Task objective
From the data below, return each line in which the string "have" is found.

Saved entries
PR #7762, opened 2018-01-22
Add support for Objective-C class/static methods

jacob-carlborg:
A few missing things:

- [x] The header files need to be updated
- [x] Could use some more documentation
- [x] Need to add changelog
- [x] A PR to update the documentation in dlang.org

Documentation of the Objective-C ABI has been started, available in a separate branch: https://github.com/jacob-carlborg/dmd/blob/objc_abi_docs/docs/objective-c_abi.md.

The dlang.org part https://github.com/dlang/dlang.org/pull/2246.

### DIFF
--- a/src/dmd/objc.d
+++ b/src/dmd/objc.d
@@ -12,9 +12,11 @@
 
 module dmd.objc;
 
+import dmd.aggregate;
 import dmd.arraytypes;
 import dmd.cond;
 import dmd.dclass;
+import dmd.declaration;
 import dmd.dmangle;
 import dmd.dmodule;
 import dmd.dscope;
@@ -131,6 +133,20 @@ Objc objc()
     return _objc;
 }
 
+
+/**
+ * Contains all data for a class declaration that is needed for the Objective-C
+ * integration.
+ */
+struct ObjcClassDeclaration
+{
+    /// `true` if this class is a metaclass.
+    bool isMeta = false;
+
+    /// The metaclass of this class.
+    ClassDeclaration metaclass;
+}
+
 // Should be an interface
 extern(C++) abstract class Objc
 {
@@ -144,9 +160,54 @@ extern(C++) abstract class Objc
 
     abstract void setObjc(ClassDeclaration cd);
     abstract void setObjc(InterfaceDeclaration);
+
     abstract void setSelector(FuncDeclaration, Scope* sc);
     abstract void validateSelector(FuncDeclaration fd);
     abstract void checkLinkage(FuncDeclaration fd);
+
+    /**
+     * Returns the `this` pointer of the given function declaration.
+     *
+     * This is only used for class/static methods. For instance methods, no
+     * Objective-C specialization is necessary.
+     *
+     * Params:
+     *  funcDeclaration = the function declaration to get the `this` pointer for
+     *
+     * Returns: the `this` pointer of the given function declaration, or `null`
+     *  if the given function declaration is not an Objective-C method.
+     */
+    abstract inout(AggregateDeclaration) isThis(inout FuncDeclaration funcDeclaration) const;
+
+    /**
+     * Creates and sets the metaclass on the given class/interface declaration.
+     *
+     * Will only be performed on regular Objective-C classes, not on metaclasses.
+     *
+     * Params:
+     *  classDeclaration = the class/interface declaration to set the metaclass on
+     */
+    abstract void setMetaclass(InterfaceDeclaration interfaceDeclaration) const;
+
+    /// ditto
+    abstract void setMetaclass(ClassDeclaration classDeclaration) const;
+
+
+    /**
+     * Returns Objective-C runtime metaclass of the given class declaration.
+     *
+     * `ClassDeclaration.ObjcClassDeclaration.metaclass` contains the metaclass
+     * from the semantic point of view. This function returns the metaclass from
+     * the Objective-C runtime's point of view. Here, the metaclass of a
+     * metaclass is the root metaclass, not `null`. The root metaclass's
+     * metaclass is itself.
+     *
+     * Params:
+     *  classDeclaration = The class declaration to return the metaclass of
+     *
+     * Returns: the Objective-C runtime metaclass of the given class declaration
+     */
+    abstract ClassDeclaration getRuntimeMetaclass(ClassDeclaration classDeclaration) const;
 }
 
 extern(C++) private final class Unsupported : Objc
@@ -179,6 +240,26 @@ extern(C++) private final class Unsupported : Objc
     override void checkLinkage(FuncDeclaration)
     {
         // noop
+    }
+
+    override inout(AggregateDeclaration) isThis(inout FuncDeclaration funcDeclaration) const
+    {
+        return null;
+    }
+
+    override void setMetaclass(InterfaceDeclaration) const
+    {
+        // noop
+    }
+
+    override void setMetaclass(ClassDeclaration) const
+    {
+        // noop
+    }
+
+    override ClassDeclaration getRuntimeMetaclass(ClassDeclaration classDeclaration) const
+    {
+        assert(0, "Should never be called when Objective-C is not supported");
     }
 }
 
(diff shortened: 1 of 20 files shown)


stefan-koch-sociomantic:
There is not a word about what this actually does.

jacob-carlborg:
> There is not a word about what this actually does.

Yeah, that's why the unchecked list item, "Could use some more documentation", in the description.

jacob-carlborg:
@stefan-koch-sociomantic  On a high level the Objective-C ABI looks something like this:

```d
extern (Objective-C) interface NSObject
{
    NSObject init() @selector("init");
}
NSObject o;
o.init();
```

The above method call is translated to a regular C function call in the form of: `objc_msgSend(o, "init")`. `o` would be the `this` pointer and `"init"` is what was specified in the `@selector` UDA in the method declaration. That is for a regular instance method. For a class method it works the same way, it's just a different `this` pointer. In Objective-C, a class is an object and it's an instance of a metaclass. An instance of `ClassDeclaration` is used as the Objective-C metaclass.

docs/objective-c_abi.md
```diff
@@ -0,0 +1,15 @@
+# Objective-C ABI
+
+There are several Objective-C ABIs available:
+
+* Apple legacy ABI (also know as fragile ABI) - used on macOS 32bit and the old
```
ibuclaw: Just so I have the link correct in my head, this is also known as the Nextstep abi?

jacob-carlborg: Yes. I've moved the work on the ABI documentation to a separate branch until it's ready [1]. The description in the separate branch is a bit more clear and thorough.

[1] https://github.com/jacob-carlborg/dmd/blob/objc_abi_docs/docs/objective-c_abi.md

ibuclaw: OK.

I've just checked, and gcc objc seems to support all of these ABIs.  I should see if I can re-use the existing code sometime in gdc.

jacob-carlborg: Before Apple used Clang, they used GCC with this ABI that is implemented here. I don't think anything has changed since then. I'm not sure if that was only supported in their own version of GCC or in the standard version as well.

jacob-carlborg: BTW, some code review would be nice 😉.

JinShil:
I don't see any issue with the code in this PR, but I don't know anything about Objective-C, or what D's goals are in supporting it.  Isn't Objective-C reaching end of life with the emergence of Swift?

jacob-carlborg:
> I don't see any issue with the code in this PR, but I don't know anything about Objective-C, or what D's goals are in supporting it.

D's goals are to support as much of Objective-C as possible or what's necessary to implement meaningful Cocoa applications [1].

>  Isn't Objective-C reaching end of life with the emergence of Swift?

All of the Apple frameworks are still implemented in Objective-C. Apple is not, most likely, going to replace them in the near future. Swift can interface with Objective-C as well, which is a crucial part since all the frameworks are written in Objective-C. That means that D can interface with Swift code as well, assuming both use the Objective-C interface. Apple might implement new frameworks using Swift and possible rewrite existing frameworks as well, but they would need to support an Objective-C interface for a significant future.

Why was the `WIP` label added? I think it's possible to review even if some documentation is missing.

[1] https://github.com/dlang/DIPs/blob/master/DIPs/archive/DIP43.md

JinShil:
> Why was the WIP label added? I think it's possible to review even if some documentation is missing.

Documentation helps the review, and if, from the author's perspective, a PR is not complete enough to be merged, it is indeed a WIP.

jacob-carlborg:
> Documentation helps the review, and if, from the author's perspective, a PR is not complete enough to be merged, it is indeed a WIP.

Well, it depends. I think the code is ready as is. Documentation is missing yes, but keep in mind that most code in DMD was reviewed and merged without documentation. I mean, I don't see any documentation describing any of the C++ ABIs.

src/dmd/objc.d
```diff
@@ -265,3 +362,49 @@ extern(C++) private final class Supported : Objc
...
+                assert(baseCd.objc.metaclass.type.ty == Tclass);
+
+                auto metaBase = new BaseClass(baseCd.objc.metaclass.type);
+                metaBase.sym = baseCd.objc.metaclass;
+                metaBases.push(metaBase);
+            }
+            else
+            {
+                error("base " ~ errorType ~ " for an Objective-C " ~
+                      errorType ~ " must be extern (Objective-C)");
```
JinShil: tick marks around `extern (Objective-C)`, I believe.

jacob-carlborg: Yes, good catch.

jacob-carlborg: Fixed.

src/dmd/objc_glue.d
```diff
@@ -384,8 +475,21 @@ static:
...
-    Symbol* getMethVarRef(Identifier ident)
+    Symbol* getMethVarRef(const Identifier ident)
     {
         return getMethVarRef(ident.toString());
     }
 }
+
+private:
+
+char[] format(size_t bufLength, Args...)(return ref char[bufLength] buffer,
```
WalterBright: Ddoc comment

src/dmd/objc_glue.d
```diff
@@ -352,6 +391,58 @@ static:
...
+        if (symbol)
+            return symbol;
+
+        symbol = getGlobal(name);
+        stringValue.ptrvalue = symbol;
+
+        return symbol;
+    }
+
+    Symbol* getClassReference(const ClassDeclaration classDeclaration)
```
WalterBright: Ddoc comment

src/dmd/objc_glue.d
```diff
@@ -352,6 +391,58 @@ static:
         return moduleInfo;
     }
 
+    Symbol* getClassName(const ClassDeclaration classDeclaration)
```
WalterBright: Ddoc comment

src/dmd/objc_glue.d
```diff
@@ -249,6 +273,21 @@ static:
         return false;
     }
 
+    Symbol* symbolName(const(char)[] name, int sclass, type* t)
```
WalterBright: Ddoc comment for these three

src/dmd/objc.d
```diff
@@ -265,3 +362,49 @@ extern(C++) private final class Supported : Objc
         return _module && _module.isCoreModule(Id.attribute);
     }
 }
+
+private void setMetaclass(alias newMetaclass, T)(T classDeclaration, Scope* sc)
```
WalterBright: Ddoc comment

src/dmd/objc.d
```diff
@@ -131,6 +133,20 @@ Objc objc()
     return _objc;
 }
 
+
+/**
+ * This struct contains all data for a class declaration that is needed for the
```
WalterBright: remove `This struct contains`. It's redundant.

src/dmd/objc.d
```diff
@@ -131,6 +133,20 @@ Objc objc()
...
+ * Objective-C integration.
+ */
+struct ObjcClassDeclaration
+{
+    /// `true` if this class is a metaclass.
+    bool isMeta = false;
+
+    /// The metaclass of this class.
+    ClassDeclaration metaclass;
```
WalterBright: Why have `isMeta`? Isn't it locked to `metaclass !is null` ?

src/dmd/objc.d
jacob-carlborg: Ok.

src/dmd/objc_glue.d
jacob-carlborg: Yes, that's why the "Could use some more documentation" checkbox in the PR description is not checked 😃.

src/dmd/objc.d
jacob-carlborg: I'll investigate if `isMeta` can be removed.

jacob-carlborg:
Please see https://github.com/dlang/dmd/pull/7923 as well.

src/dmd/objc.d
jacob-carlborg: @WalterBright as far as I can see, `isMeta` is necessary. I need to be differentiate on when a class is a metaclass and when a class is a regular class but where the metaclass hasn't been set yet.

jacob-carlborg:
Added documentation.

jacob-carlborg:
Created a PR for the dlang.org part now as well: https://github.com/dlang/dlang.org/pull/2246.

JinShil (approved):

jacob-carlborg:
@JinShil more than 72 hours have passed.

Task response
ibuclaw: Just so I have the link correct in my head, this is also known as the Nextstep abi?
WalterBright: Why have `isMeta`? Isn't it locked to `metaclass !is null` ?
@JinShil more than 72 hours have passed.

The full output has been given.